> [What to do]
Restate the listing below word for word.

::: Given records

PR #765, opened 2022-12-12
update german translation

edogawa23:


x42:
Danke! rebased and merged as 7.1-309 d92342fc90

PR #767, opened 2022-12-28
Update French translation

trebmuh:
This includes:
- a full translation of the preferences window
- a few things here and there


x42:
Thank you! Rebased and squashed into 7.2-72 84640d4f7d

PR #768, opened 2022-12-28
Make 2 strings translatable

trebmuh:
If I'm not wrong, those strings weren't translatable and are now.
Please, double-check as I'm not a coding person.


x42:
I've fixed the mismatch bracket and merged this as 7.2-73 4cb67f83a7

PR #769, opened 2022-12-29
Group system ports by common prefix.

mkruisselbrink:
Extra "other" ("External") ports were already being grouped by their common prefix into bundles to better display ports coming from different jack clients. This commit factors out that logic into a separate method to also apply this logic to extra "system" ("Hardware") ports. This way hardware ports from different devices/clients (for example when using pipewire as jack backend) are grouped by device rather than all being listed as one bundle.


x42:
Thank you!
Rebased and merged as 7.2-71 7a4ddf5cce

PR #770, opened 2022-12-29
Use pretty names of ports not just for mono bundles, but also stereo.

mkruisselbrink:
Session::setup_bundles() creates mono and stereo bundles from hardware inputs and outputs. For mono bundles the name of the bundle was based on the pretty name of the port (if the port has a pretty name), however stereo bundles always used the indices of ports to make the name. When using pipewire (or otherwise having multiple jack clients exposing physical ports) the indices are even less meaningful than otherwise (as different devices could appear in arbitrary order), so also using pretty names for stereo bundles makes the UI less confusing in places where these bundle names are used (for example the menu when clicking on an IOButton).


x42:
Rebased and merged as 7.2-69 ef253d3fc
Thank you!

PR #771, opened 2022-12-29
Fix AutomationListPropertyTest.

mkruisselbrink:
These tests use reference files that were generated with a particular value for superclock_ticks_per_second. The default for that has changed since the last time the reference files were updated though, causing tests to fail. Rather than updating the reference files for the new default value, this makes the test not depend on the default value by hardcoding the value that was used to generate the reference files.


x42:
Thank you.

Squashed and rebased as 7.2-216 185fe497c6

::::::

> [Reply]
PR #765, opened 2022-12-12
update german translation

edogawa23:


x42:
Danke! rebased and merged as 7.1-309 d92342fc90

PR #767, opened 2022-12-28
Update French translation

trebmuh:
This includes:
- a full translation of the preferences window
- a few things here and there


x42:
Thank you! Rebased and squashed into 7.2-72 84640d4f7d

PR #768, opened 2022-12-28
Make 2 strings translatable

trebmuh:
If I'm not wrong, those strings weren't translatable and are now.
Please, double-check as I'm not a coding person.


x42:
I've fixed the mismatch bracket and merged this as 7.2-73 4cb67f83a7

PR #769, opened 2022-12-29
Group system ports by common prefix.

mkruisselbrink:
Extra "other" ("External") ports were already being grouped by their common prefix into bundles to better display ports coming from different jack clients. This commit factors out that logic into a separate method to also apply this logic to extra "system" ("Hardware") ports. This way hardware ports from different devices/clients (for example when using pipewire as jack backend) are grouped by device rather than all being listed as one bundle.


x42:
Thank you!
Rebased and merged as 7.2-71 7a4ddf5cce

PR #770, opened 2022-12-29
Use pretty names of ports not just for mono bundles, but also stereo.

mkruisselbrink:
Session::setup_bundles() creates mono and stereo bundles from hardware inputs and outputs. For mono bundles the name of the bundle was based on the pretty name of the port (if the port has a pretty name), however stereo bundles always used the indices of ports to make the name. When using pipewire (or otherwise having multiple jack clients exposing physical ports) the indices are even less meaningful than otherwise (as different devices could appear in arbitrary order), so also using pretty names for stereo bundles makes the UI less confusing in places where these bundle names are used (for example the menu when clicking on an IOButton).


x42:
Rebased and merged as 7.2-69 ef253d3fc
Thank you!

PR #771, opened 2022-12-29
Fix AutomationListPropertyTest.

mkruisselbrink:
These tests use reference files that were generated with a particular value for superclock_ticks_per_second. The default for that has changed since the last time the reference files were updated though, causing tests to fail. Rather than updating the reference files for the new default value, this makes the test not depend on the default value by hardcoding the value that was used to generate the reference files.


x42:
Thank you.

Squashed and rebased as 7.2-216 185fe497c6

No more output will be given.